Ex-Raymond James Rep Suspended for Unauthorized Trading

The broker exercised discretion in a client’s account without written authorization, FINRA says.

Outside FINRA headquarters in New York. (Photo: Shutterstock)

The Financial Industry Regulatory Authority suspended a former Raymond James broker for 10 days and fined him $5,000 after he exercised discretion in a client’s account without written authorization and then didn’t answer truthfully about it in two of the firm’s annual compliance questionnaires, according to FINRA.

Stephen Paul Florio signed a letter of acceptance, waiver and consent last month in which, without admitting or denying FINRA’s findings, he agreed to the suspension and fine. FINRA accepted the letter Thursday.

Raymond James and David A. Weintraub, an attorney who represented Florio in the dispute, did not immediately respond to requests for comment on Friday.

Florio was registered as a general securities representative through an association with Raymond James from 1994 until 2003, when he left to join Bank of America and then Morgan Stanley, before rejoining Raymond James in June 2015, according to FINRA’s BrokerCheck website and the AWC letter.

However, on Aug. 31, 2018, Raymond James filed a Form U5 notice of termination for Florio disclosing that he had been discharged Aug. 2, 2018, according to FINRA.

The rep was terminated after Raymond James “identified emails suggesting involvement with an unapproved outside business activity,” according to a disclosure on his BrokerCheck report.

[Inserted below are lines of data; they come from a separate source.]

PR #2820, opened 2023-03-17
don't set CARGO_HOME in rust

asottile:
this adds a 270 MB registry cache in the output

### DIFF
--- a/pre_commit/languages/rust.py
+++ b/pre_commit/languages/rust.py
@@ -50,7 +50,6 @@ def _rust_toolchain(language_version: str) -> str:
 
 def get_env_patch(target_dir: str, version: str) -> PatchesT:
     return (
-        ('CARGO_HOME', target_dir),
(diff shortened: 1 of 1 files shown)


daschuer:
At Mixxx we have an issue that the qml-fomatter installation is broken since the last pre-commit update. 
Could this be related? 
https://github.com/mixxxdj/mixxx/issues/11386

```
[INFO] Installing environment for https://github.com/qarmin/qml_formatter.git.
An unexpected error has occurred: CalledProcessError: command: ('rustup', 'toolchain', 'install', '--no-self-update', '1.64.0')
return code: 1
stdout:
    Executable `rustup` not found
stderr: (none)
Check the log at /github/home/.cache/pre-commit/pre-commit.log
Error: Process completed with exit code 3.
```

asottile:
it's possible? (but seems a little unlikely)  can you open a more detailed issue with the full log / reproduction?

Issue #1140, opened 2019-09-15
Support monorepos


dpinol:
Hi,
several people have asked about monorepos, which is a very popular trend:
https://github.com/pre-commit/pre-commit/issues?utf8=%E2%9C%93&q=is%3Aissue+monorepo+

Without explicit support, I need to specify the project path 3 times for pylint:
```
    -   id: pylint
        name: pylint
        entry: env PYTHONPATH=hubtype_babel/deploy_app python -m pylint.__main__ --rcfile=hubtype_babel/deploy_app/pylintrc
        language: system
        types: [python]
        files: hubtype_babel/deploy_app/.*/.*py
```
Maybe adding a new "working_folder" hook field which just performs a "cd" before running the hook could be a quick win?

thanks!

asottile:
please continue discussion in an existing issue, thanks

Issue #466, opened 2017-01-12
Guidance on pre-commit + monorepos


snakescott:
Any thoughts on using pre-commit in a monorepo (http://danluu.com/monorepo/) setting, with each project having its own `.pre-commit-config.yaml` file? For example, will pre-commit be happy/sad with

- project root not being repo root
- multiple invocations of `pre-commit install`
- etc

I expect to play around and experiment but any early guidance (e.g., "I have seen people try and fail at this, beware" or "Yelp actually does exactly this with steps X, Y, Z") is welcome!

asottile:
Aww man I typed up a response to this and never pressed reply.  I guess I'll try and remember what I said the first time!

Though it's not explicitly designed for a monorepo I can imagine one way you could use the existing configuration to support this goal with a single configuration file.

```yaml
# configure shared hooks that you want to run on all repositories here
-   repo: https://github.com/pre-commit/pre-commit-hooks.git
    sha: v0.6.1
    hooks:
    -   id: trailing-whitespace
    -   id: end-of-file-fixer

# For hooks that only apply to specific repositories, list them below
-   repo: https://github.com/pre-commit/pre-commit-hooks.git
    sha: v0.6.1
    hooks:
    -   id: flake8
        name: 'flake8 (for repo1)'
        # Only run on repo1 files
        files: '^repo1/.*\.py'
    -   id: flake8
        name: 'flake8 (for repo2)'
        # Only run on repo2 files
        files: '^repo2/.*\.py'
        # maybe repo2 wants specific argument configuration
        args: [--max-line-length=131]
    # maybe repo3 is python3 only
    -   id: flake8
        name: 'flake8 (for repo3)'
        files: '^repo3/.*\.py'
        language_version: python3

    # etc.
```

Note that the same `repo` can be configured multiple times and within the repo the same hook id can also be repeated

asottile:
@snakescott any additional thoughts on this, does this seem reasonable?

asottile:
Going to close this as answered, haven't heard back in a few months.  If this isn't sufficient, please comment and I'll reopen :)

alkuzad:
@asottile wouldn't that beneficial to create "folders" array which is compiled into turns into file regexp equal to `^(folder1|folder2|folder3){os.sep}*` ?

asottile:
I see no reason to have two ways to do things

dpinol:
The problem with this approach is that you need to specify the path for each project multiple times. 

[...]

PR #2833, opened 2023-04-01
feature: add monorepo multiple configurations

zp4rand0miz31:
Not to be merged, this is a POC to explore the monorepo feature.

This MR proposes a way to use multiple configuration, found recursively in the code tree so that multiple hooks can be applied. This is particularly useful when working with a monorepo, which is the case at my company.

This is currently a POC, only tested on Linux. No unit test were added at this stage of the proof of concept.

This relates to https://github.com/pre-commit/pre-commit/issues/466 and https://github.com/pre-commit/pre-commit/issues/1140 which were closed a long time ago. It seems the monorepo feature is not considered. Not sure where the discussion stands on this.

# current limitations

The current implementation does not use the subdirectory of staged files to run hooks. 
This creates several problems:
- any local configuration file (for instance pyproject.toml, .flake8 etc...) is taken from the root directory because hook are taken from root directory.
- hooks from multiple files can interfere, because they all share the same virtual environment 
- This also means a number of problem can happen when committing files from several directories in a single commit: every hook from all the impacted directories are ran on all the committed files.

### DIFF
--- a/pre_commit/commands/run.py
+++ b/pre_commit/commands/run.py
@@ -9,8 +9,9 @@ import re
 import subprocess
 import time
 import unicodedata
-from typing import Any, List
+from typing import Any
 from typing import Collection
+from typing import List
 from typing import MutableMapping
 from typing import Sequence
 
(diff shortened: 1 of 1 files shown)


asottile:
no means no

PR #2834, opened 2023-04-01
Fix double shebang in Windows hook template

mataha:
In its current form, `_install_hook_script` appends Windows-specific shebang on top of the previous one when it should replace it instead (probably). Here's what it looks like now:

```sh
#!/bin/sh
#!/usr/bin/env bash
# File generated by pre-commit: https://pre-commit.com
# ID: 138fd403232d2ddd5efb44317e38bf03

...
```

I got triggered by this, so I went ahead and wrote a fix.


asottile:
it is harmless

PR #2845, opened 2023-04-17
some updates and fixes for newer python versions

marksmayo:
Didn't get around to it in my previous attempt, so doing it now.
 - updated deprecated .warn() to .warning()
 - unnecessary f-strings
 - imported sys to allow sys.exit calls instead of exit
 - simplified some not checks
 - replaced type with isinstance


asottile:
this improves nothing. don't send unrequested changes

PR #2858, opened 2023-04-29
Add ability to skip hooks by branches

vanya909:
Me and my team have faced with a problem when we want to run some hooks only on certain branches (like tests which is pretty long-run hook) so I've decided to provide such ability.


asottile:
please discuss features before wasting time on them

PR #2885, opened 2023-05-15
More robust R hooks for Windows

### LINKED ISSUE #2870: Avoid unquoting weirdness of Windows for  `language: r`

never, r, found

### describe your issue

Multiple reports in https://github.com/lorenzwalthert/precommit (https://github.com/lorenzwalthert/precommit/issues/441, https://github.com/lorenzwalthert/precommit/issues/473) were raised and describe a problem with (un)quoting the long string that runs when `language: r` is setup in `Rscript -e 'xxx'` where `'xxx'` contains [multiple levels of quotes](https://github.com/pre-commit/pre-commit/blob/6896025288691aafd015a4681c59dc105e61b614/pre_commit/languages/r.py#L101). For the readers convenience, the output looks like:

The firm was also “concerned about  [Florio’s] investments in low-priced securities about which he was in frequent communications with an individual with direct contacts with senior management,” according to the disclosure. The rep denied any outside business activity and asserted he never had access to or receipt of nonpublic information for any securities, it added.

More Details

FINRA started an investigation after receiving the Form U5, according to the AWC letter.

From Jan. 5, 2016 through July 10, 2018, Florio exercised discretion in a customer’s account, the AWC letter said. “Due to the customer’s business and travel schedule, the customer orally authorized Florio to exercise discretion in the account,” the letter said.

“Florio, however, did not have the customer’s written authorization to exercise discretion, nor was the account approved for discretion by Raymond James,” according to FINRA.

Florio then “incorrectly answered ‘No’ when asked, in two Raymond James annual compliance questionnaires, whether he exercised discretion in any customer’s account,” FINRA said.

As a result of his actions, Florio violated FINRA Rule 2010 (governing standards of commercial honor and principles of trade) and NASD Rule 2510 (b), according to FINRA.

He is currently a rep for Cambridge Investment Research in Fort Lauderdale, Florida, according to BrokerCheck.